DATA BELOW:
*** Block opens ***

PR #4943, opened 2026-01-20
Made `Inner` and `JoinWithImplicitOnClause` accessible

LucaCappelletti94:
This PR addresses discussion #4942:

*** Block closes ***

TASK PROMPT:
Give an exact transcription of the data shown above.

ANSWER TO THIS EXERCISE:
PR #4943, opened 2026-01-20
Made `Inner` and `JoinWithImplicitOnClause` accessible

LucaCappelletti94:
This PR addresses discussion #4942:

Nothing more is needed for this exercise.